WHAT YOU NEED TO DO
Find the lines below that contain the string "complete". Copy each one.
Top of LISTED ENTRIES
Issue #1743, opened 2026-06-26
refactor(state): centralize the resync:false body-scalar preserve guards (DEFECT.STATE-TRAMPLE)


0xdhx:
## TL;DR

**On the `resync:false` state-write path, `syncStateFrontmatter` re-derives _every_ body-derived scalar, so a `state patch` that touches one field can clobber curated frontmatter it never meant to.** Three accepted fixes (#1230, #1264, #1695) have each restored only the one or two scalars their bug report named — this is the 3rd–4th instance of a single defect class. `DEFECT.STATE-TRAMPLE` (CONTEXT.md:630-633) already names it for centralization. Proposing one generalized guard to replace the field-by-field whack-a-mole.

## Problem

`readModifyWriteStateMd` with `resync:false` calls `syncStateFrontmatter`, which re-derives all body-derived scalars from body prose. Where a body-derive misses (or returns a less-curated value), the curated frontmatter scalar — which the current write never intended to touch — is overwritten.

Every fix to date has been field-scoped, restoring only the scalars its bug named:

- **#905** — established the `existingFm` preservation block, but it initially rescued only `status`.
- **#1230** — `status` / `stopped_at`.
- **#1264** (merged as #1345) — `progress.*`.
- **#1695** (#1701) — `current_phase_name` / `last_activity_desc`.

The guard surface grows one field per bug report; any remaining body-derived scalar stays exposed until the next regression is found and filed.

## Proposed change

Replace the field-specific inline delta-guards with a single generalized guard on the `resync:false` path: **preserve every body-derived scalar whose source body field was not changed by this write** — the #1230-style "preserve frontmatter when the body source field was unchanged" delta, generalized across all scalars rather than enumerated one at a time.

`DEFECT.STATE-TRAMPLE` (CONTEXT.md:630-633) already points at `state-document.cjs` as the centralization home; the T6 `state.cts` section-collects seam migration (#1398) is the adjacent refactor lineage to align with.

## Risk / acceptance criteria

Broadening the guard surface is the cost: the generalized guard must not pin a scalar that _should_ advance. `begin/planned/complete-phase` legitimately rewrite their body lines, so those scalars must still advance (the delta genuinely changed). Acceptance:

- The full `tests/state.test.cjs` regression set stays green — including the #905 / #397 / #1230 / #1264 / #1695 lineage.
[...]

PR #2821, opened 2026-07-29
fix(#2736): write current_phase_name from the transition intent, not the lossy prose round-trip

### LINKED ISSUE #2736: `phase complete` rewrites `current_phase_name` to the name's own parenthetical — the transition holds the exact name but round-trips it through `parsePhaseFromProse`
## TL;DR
Bottom of LISTED ENTRIES
TASK SOLUTION
Broadening the guard surface is the cost: the generalized guard must not pin a scalar that _should_ advance. `begin/planned/complete-phase` legitimately rewrite their body lines, so those scalars must still advance (the delta genuinely changed). Acceptance:
### LINKED ISSUE #2736: `phase complete` rewrites `current_phase_name` to the name's own parenthetical — the transition holds the exact name but round-trips it through `parsePhaseFromProse`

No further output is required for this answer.